Sampson was right, Charlie thought: the embarrassment would be incredible. The numbness came again, in anticipation this time.

‘Which is why I tried to keep you out of the cell,’ said Sampson. ‘You were a complication I didn’t want. But when I started making moves, through Hickley, I learned that to get you transferred I’d have to have someone else. And I wanted that even less…’ Sampson put his head to one side. ‘You realise what I’m saying, don’t you?’ he said.

‘Yes,’ said Charlie quietly. ‘I realise what you’re saying.’

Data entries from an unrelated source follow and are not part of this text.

PR #2236, opened 2017-05-12
Include commit hash and version to browser extension

### LINKED ISSUE #2190: Expose git hash to extension build - followup
see this comment for updates: https://github.com/GoogleChrome/lighthouse/issues/2190#issuecomment-322321863

-------

The lighthouse-background.js file is built from some snapshot of master
But we dont have an easy wasy of finding out which commit it was. We want to know both in the chrome extension and in devtools.

For devtools, it seems sufficient to have something like this at the top of the file:

```js
// lighthouse, browserified. v2.0.0-alpha.3 (5dc01be664e883db58566f6358e9c15f67a03d6e)

```

we could probably live with that solution for the extension as well.

@wardpeet wanna try this out?

wardpeet:
fixes #2190


wardpeet:
image

wardpeet:
Rebased and ready to go!
image

lighthouse-extension/app/src/popup.js
```diff
@@ -49,6 +49,10 @@ function getLighthouseVersion() {
   return chrome.runtime.getManifest().version;
 }
 
+function getLighthouseRevision() {
```
brendankenny: bikeshed: can we call this `getLighthouseCommitHash` or something like that (and update references to `REVISION` below)? I wasn't sure what "revision" was referring to until I got to where it was defined :)

`**Lighthouse Revision**` below could be `**Lighthouse Commit**`, for instance.

Just an idea, though. Open to other ways people refer to the exact commit

lighthouse-extension/gulpfile.js
```diff
@@ -149,6 +162,13 @@ gulp.task('browserify-other', () => {
     .pipe(tap(file => {
       let bundle = browserify(file.path); // , {debug: true}); // for sourcemaps
       bundle = applyBrowserifyTransforms(bundle);
+
+      // replace revision
+      bundle.transform('browserify-versionify', {
+        placeholder: '__REVISION__',
+        version: REVISION,
+      });
```
brendankenny: could we drop the `insertGlobalVars`/`browserify-versionify` parts and just do a `.pipe(gulpReplace('__REVISION__', REVISION))`?

lighthouse-extension/gulpfile.js
```diff
@@ -174,6 +194,7 @@ gulp.task('compilejs', () => {
       file.contents = new Buffer(minified);
       return file;
     }))
+    .pipe(banner(BANNER))
```
brendankenny: Since it's a build step (and so just devDependencies), I personally don't particularly mind using yet another gulp library instead of writing our own function. It seems like `gulp-header` would let you inject this comment pretty easily at the top.

package.json
```diff
@@ -51,6 +51,7 @@
   "devDependencies": {
     "@types/node": "^6.0.45",
     "babel-core": "^6.16.0",
+    "browserify-versionify": "^1.0.6",
```
brendankenny: I think we want this (or whatever new deps we add) in `lighthouse-extension/package.json` so that it's scoped to only install for those who are working on/with the extension

lighthouse-extension/gulpfile.js
brendankenny: > `.pipe(gulpReplace('__REVISION__', REVISION))`

we could make the string to replace even more unique if necessary

lighthouse-extension/app/src/popup.js
wardpeet: I don't mind what it's called

lighthouse-extension/gulpfile.js
wardpeet: Sure, I can take a dependency, just didn't want to introduce another one but yeah dev dependency doesn't really matter

package.json
wardpeet: I believe we also wanted this inside the report, or is this really only extension?

wardpeet:
@brendankenny @paulirish just notifying you guys. Pretty sure it's ok now.

yarn.lock
```diff
@@ -1008,6 +1008,10 @@ find-index@^0.1.1:
   version "0.1.1"
   resolved "https://registry.yarnpkg.com/find-index/-/find-index-0.1.1.tgz#675d358b2ca3892d795a1ab47232f8b6e2e0dde4"
 
+find-root@^0.1.1:
```
brendankenny: is this still necessary? Seems like changes to this file should have been dropped since no changes to root package.json

lighthouse-extension/gulpfile.js
```diff
@@ -15,10 +15,20 @@ const livereload = require('gulp-livereload');
...
 const zip = require('gulp-zip');
+const gulpReplace = require('gulp-replace');
+const header = require('gulp-header');
 const LighthouseRunner = require('../lighthouse-core/runner');
+const pkg = require('../package.json');
 
 const distDir = 'dist';
 
+const VERSION = pkg.version;
+const COMMITHASH = require('child_process')
```
brendankenny: nit: maybe `COMMIT_HASH`?

yarn.lock
wardpeet: I cleaned the yarn.lock with executing `yarn`, should be good to go

brendankenny:
reverted part of a comment removed by a merge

‘I’ll take you with me,’ said Sampson. ‘I’ll get you out of this place and safely to Russia…’ He laughed suddenly, unable to contain his euphoria. ‘And we’ll live happily ever after.’

Out, thought Charlie. Dear God, the thought of being out.

Sampson came forward on his bunk, narrowing the distance between them. ‘But understand something,’ warned the man. ‘I’m taking you because I haven’t any choice. And I’m telling you about it because I haven’t got any choice about that, either. And because I know how you feel about being in here, because I’ve seen the way you go on with that calendar, every bloody day. But if you do anything to fuck it up, anything at all, then I’ll have you killed.’

Charlie just stared back at him.

‘I could do that, you know? Have you killed, I mean. It really wouldn’t be at all difficult, with the contacts I’ve got either inside or out. Nothing, nothing at all, is going to stop me getting out. You understand?’

‘Yes,’ said Charlie. ‘I understand.’

I’m getting out, thought Charlie. But not your way, bastard. You’re going to stay in jail forever.

The following day, Charlie was posted to the administration block, where the governor’s office was and where the clerical staff worked. The prison officer caught him trying to slip a paper knife into the waistband of his trousers on the Tuesday.

The rose in Sir Alistair Wilson’s buttonhole matched those in the vase on his desk, pervading the room with their perfume. The messages that had been transmitted from Moscow, from the very beginning, were attached to a master file, indexed in the order of their receipt. The British Director rippled his finger along the edge and said, ‘There’s a hell of a lot here.’

‘Let’s hope it isn’t too much,’ said the always cautious Harkness.

‘They haven’t changed the Baikonur code,’ said Wilson, referring to the uppermost message, the one that had come in overnight.